PR #229, opened 2018-08-09
Add VPR echo targets and VPR_EXTRA_ARGS cache variables.

litghost:


mithro:
As long as VPR_EXTRA_ARGS doesn't apply to the rr_graph.xml generation vpr runs, then LGTM!

PR #230, opened 2018-08-10
Add working testarch support to CMake build.

litghost:


make/devices.cmake
```diff
@@ -16,8 +16,10 @@ function(DEFINE_ARCH)
   #    BITSTREAM_EXTENSION <ext>
   #    RR_PATCH_TOOL <path to rr_patch tool>
   #    RR_PATCH_CMD <command to run RR_PATCH_TOOL>
+  #    [NO_PLACE]
```
mithro: No place? -- Should this be something like "no pins" or something? The pnr still goes through a placement phase right?

common/xml/fpga_architecture.xsd
```diff
@@ -293,28 +293,16 @@
     </xs:restriction>
   </xs:simpleType>
 
-  <xs:simpleType name="pb_io_equivalent">
```
mithro: I think this property is still valid, just not where we currently have it?
http://vtr-verilog-to-routing.readthedocs.io/en/latest/arch/reference.html#tag-pb-type-input

litghost: Updated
::::::::::
Work instructions:
Type out each entry above again, exactly.

Exercise solution:
PR #229, opened 2018-08-09
Add VPR echo targets and VPR_EXTRA_ARGS cache variables.

litghost:


mithro:
As long as VPR_EXTRA_ARGS doesn't apply to the rr_graph.xml generation vpr runs, then LGTM!

PR #230, opened 2018-08-10
Add working testarch support to CMake build.

litghost:


make/devices.cmake
```diff
@@ -16,8 +16,10 @@ function(DEFINE_ARCH)
   #    BITSTREAM_EXTENSION <ext>
   #    RR_PATCH_TOOL <path to rr_patch tool>
   #    RR_PATCH_CMD <command to run RR_PATCH_TOOL>
+  #    [NO_PLACE]
```
mithro: No place? -- Should this be something like "no pins" or something? The pnr still goes through a placement phase right?

common/xml/fpga_architecture.xsd
```diff
@@ -293,28 +293,16 @@
     </xs:restriction>
   </xs:simpleType>
 
-  <xs:simpleType name="pb_io_equivalent">
```
mithro: I think this property is still valid, just not where we currently have it?
http://vtr-verilog-to-routing.readthedocs.io/en/latest/arch/reference.html#tag-pb-type-input

litghost: Updated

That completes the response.